Copy out all of the data below with no alterations.

Segment Start: Supplied records

PR #543, opened 2021-08-10
feat(keys) adds function so easier specify many key combinations

AckslD:
I wrote some utility function to make it easier to specify many key combinations and thought I would share it here if you find it useful.

Previously for example I wrote:
```lua
use {
    'michaeljsmith/vim-indent-object',
    keys = {
        {'o', 'ii'},
        {'o', 'ai'},
        {'o', 'iI'},
        {'o', 'aI'},
        {'v', 'ii'},
        {'v', 'ai'},
        {'v', 'iI'},
        {'v', 'aI'},
    },
    wants = 'vim-textobj-user',
}
```
but with this I can write:
```lua
use {
    'michaeljsmith/vim-indent-object',
    keys = get_keys({'o', 'v'}, {{'a', 'i'}, {'i', 'I'}}),
    wants = 'vim-textobj-user',
}
```
which expands to the product of the individual keys in the specified modes.

Some examples:
```lua
local get_keys = require('packer').get_keys
print(vim.inspect(get_keys('n', 'a')))
print(vim.inspect(get_keys('n', {'a', 'b'})))
print(vim.inspect(get_keys('n', {{'a', 'b'}, {'c', 'd'}})))
print(vim.inspect(get_keys({'n', 'o'}, {{'a', 'b'}, {'c', 'd'}})))
```
which gives
```
{ { "n", "a" } }
{ { "n", "a" }, { "n", "b" } }
{ { "n", "ac" }, { "n", "ad" }, { "n", "bc" }, { "n", "bd" } }
{ { "n", "ac" }, { "n", "ad" }, { "n", "bc" }, { "n", "bd" }, { "o", "ac" }, { "o", "ad" }, { "o", "bc" }, { "o", "bd" } }
```

I considered trying to have some way to automatically parse these structures so that one does not need to even do the function call but not sure it's possible/worth it.

### DIFF
--- a/lua/packer.lua
+++ b/lua/packer.lua
@@ -1,6 +1,7 @@
 -- TODO: Performance analysis/tuning
 -- TODO: Merge start plugins?
 local util = require 'packer.util'
+local keys = require 'packer.keys'
 
 local join_paths = util.join_paths
 local stdpath = vim.fn.stdpath
@@ -822,5 +823,7 @@ packer.startup = function(spec)
 
   return packer
 end
+
+packer.get_keys = keys.get_keys
 
 return packer
--- a/lua/packer/keys.lua
+++ b/lua/packer/keys.lua
@@ -1,0 +1,47 @@
+local M = {}
+
+local function string_product(keys)
+    if #keys == 1 then
+        return keys[1]
+    end
+    local keys_copy = {}
+    for _, key in ipairs(keys) do
+        table.insert(keys_copy, key)
+    end
+    local product = {}
+    local first = table.remove(keys_copy, 1)
+    for _, a in ipairs(first) do
+        if type(a) ~= 'string' then
+            vim.cmd('echoerr "Not a valid keys table"')
+        end
+        for _, b in ipairs(string_product(keys_copy)) do
+            table.insert(product, a .. b)
+        end
+    end
+    return product
+end
+
+local function expand_keys(keys)
+    if type(keys) == 'string' then
+        return {keys}
+    elseif type(keys[1]) == 'string' then
+        return keys
+    else
+        return string_product(keys)
+    end
+end
+
+M.get_keys = function(modes, keys)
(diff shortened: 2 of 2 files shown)


wbthomason:
Thanks for this, and sorry for taking a full month to get to looking at it! I like this functionality, but I'm not sure it needs to be built into `packer` itself. Perhaps this would make more sense as a snippet we could provide in the documentation, or as part of a utility library like `plenary`?

AckslD:
No problem @wbthomason! :) Yeah I also wasn't sure where this would best live but thought I would share it here if you had some ideas. Maybe as a snippet in the documentation indeed makes sense.

wbthomason:
How would you feel about adding this to a new "Tips and Tricks" page in the (newly activated) Wiki, or something along those lines?

AckslD:
Sounds good @wbthomason!

wbthomason:
Yes, I believe so - if you don't have permission to, please let me know and I'll see what the options are.

AckslD:
I'm not sure I have permission, it looks as follows for me:
gscreenshot_2021-09-17-142056

akinsho:
@AckslD I just added a tips and tricks page can you try clicking it and see if it allows you to edit the page, could be that @wbthomason needs to allow anyone to have access to the wiki

AckslD:
@akinsho Doesn't look like, unless I'm missing something:
gscreenshot_2021-09-17-152012

akinsho:
Think it's a permissions issue then

wbthomason:
Yep - I just enabled non-collaborators to edit wiki pages. @AckslD, do you mind trying again?

AckslD:
@wbthomason @akinsho I now added this to the tips and tricks :) Feel free to edit anything if you feel
https://github.com/wbthomason/packer.nvim/wiki/Tips-and-Tricks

Segment End: Supplied records

Result below:
PR #543, opened 2021-08-10
feat(keys) adds function so easier specify many key combinations

AckslD:
I wrote some utility function to make it easier to specify many key combinations and thought I would share it here if you find it useful.

Previously for example I wrote:
```lua
use {
    'michaeljsmith/vim-indent-object',
    keys = {
        {'o', 'ii'},
        {'o', 'ai'},
        {'o', 'iI'},
        {'o', 'aI'},
        {'v', 'ii'},
        {'v', 'ai'},
        {'v', 'iI'},
        {'v', 'aI'},
    },
    wants = 'vim-textobj-user',
}
```
but with this I can write:
```lua
use {
    'michaeljsmith/vim-indent-object',
    keys = get_keys({'o', 'v'}, {{'a', 'i'}, {'i', 'I'}}),
    wants = 'vim-textobj-user',
}
```
which expands to the product of the individual keys in the specified modes.

Some examples:
```lua
local get_keys = require('packer').get_keys
print(vim.inspect(get_keys('n', 'a')))
print(vim.inspect(get_keys('n', {'a', 'b'})))
print(vim.inspect(get_keys('n', {{'a', 'b'}, {'c', 'd'}})))
print(vim.inspect(get_keys({'n', 'o'}, {{'a', 'b'}, {'c', 'd'}})))
```
which gives
```
{ { "n", "a" } }
{ { "n", "a" }, { "n", "b" } }
{ { "n", "ac" }, { "n", "ad" }, { "n", "bc" }, { "n", "bd" } }
{ { "n", "ac" }, { "n", "ad" }, { "n", "bc" }, { "n", "bd" }, { "o", "ac" }, { "o", "ad" }, { "o", "bc" }, { "o", "bd" } }
```

I considered trying to have some way to automatically parse these structures so that one does not need to even do the function call but not sure it's possible/worth it.

### DIFF
--- a/lua/packer.lua
+++ b/lua/packer.lua
@@ -1,6 +1,7 @@
 -- TODO: Performance analysis/tuning
 -- TODO: Merge start plugins?
 local util = require 'packer.util'
+local keys = require 'packer.keys'
 
 local join_paths = util.join_paths
 local stdpath = vim.fn.stdpath
@@ -822,5 +823,7 @@ packer.startup = function(spec)
 
   return packer
 end
+
+packer.get_keys = keys.get_keys
 
 return packer
--- a/lua/packer/keys.lua
+++ b/lua/packer/keys.lua
@@ -1,0 +1,47 @@
+local M = {}
+
+local function string_product(keys)
+    if #keys == 1 then
+        return keys[1]
+    end
+    local keys_copy = {}
+    for _, key in ipairs(keys) do
+        table.insert(keys_copy, key)
+    end
+    local product = {}
+    local first = table.remove(keys_copy, 1)
+    for _, a in ipairs(first) do
+        if type(a) ~= 'string' then
+            vim.cmd('echoerr "Not a valid keys table"')
+        end
+        for _, b in ipairs(string_product(keys_copy)) do
+            table.insert(product, a .. b)
+        end
+    end
+    return product
+end
+
+local function expand_keys(keys)
+    if type(keys) == 'string' then
+        return {keys}
+    elseif type(keys[1]) == 'string' then
+        return keys
+    else
+        return string_product(keys)
+    end
+end
+
+M.get_keys = function(modes, keys)
(diff shortened: 2 of 2 files shown)


wbthomason:
Thanks for this, and sorry for taking a full month to get to looking at it! I like this functionality, but I'm not sure it needs to be built into `packer` itself. Perhaps this would make more sense as a snippet we could provide in the documentation, or as part of a utility library like `plenary`?

AckslD:
No problem @wbthomason! :) Yeah I also wasn't sure where this would best live but thought I would share it here if you had some ideas. Maybe as a snippet in the documentation indeed makes sense.

wbthomason:
How would you feel about adding this to a new "Tips and Tricks" page in the (newly activated) Wiki, or something along those lines?

AckslD:
Sounds good @wbthomason!

wbthomason:
Yes, I believe so - if you don't have permission to, please let me know and I'll see what the options are.

AckslD:
I'm not sure I have permission, it looks as follows for me:
gscreenshot_2021-09-17-142056

akinsho:
@AckslD I just added a tips and tricks page can you try clicking it and see if it allows you to edit the page, could be that @wbthomason needs to allow anyone to have access to the wiki

AckslD:
@akinsho Doesn't look like, unless I'm missing something:
gscreenshot_2021-09-17-152012

akinsho:
Think it's a permissions issue then

wbthomason:
Yep - I just enabled non-collaborators to edit wiki pages. @AckslD, do you mind trying again?

AckslD:
@wbthomason @akinsho I now added this to the tips and tricks :) Feel free to edit anything if you feel
https://github.com/wbthomason/packer.nvim/wiki/Tips-and-Tricks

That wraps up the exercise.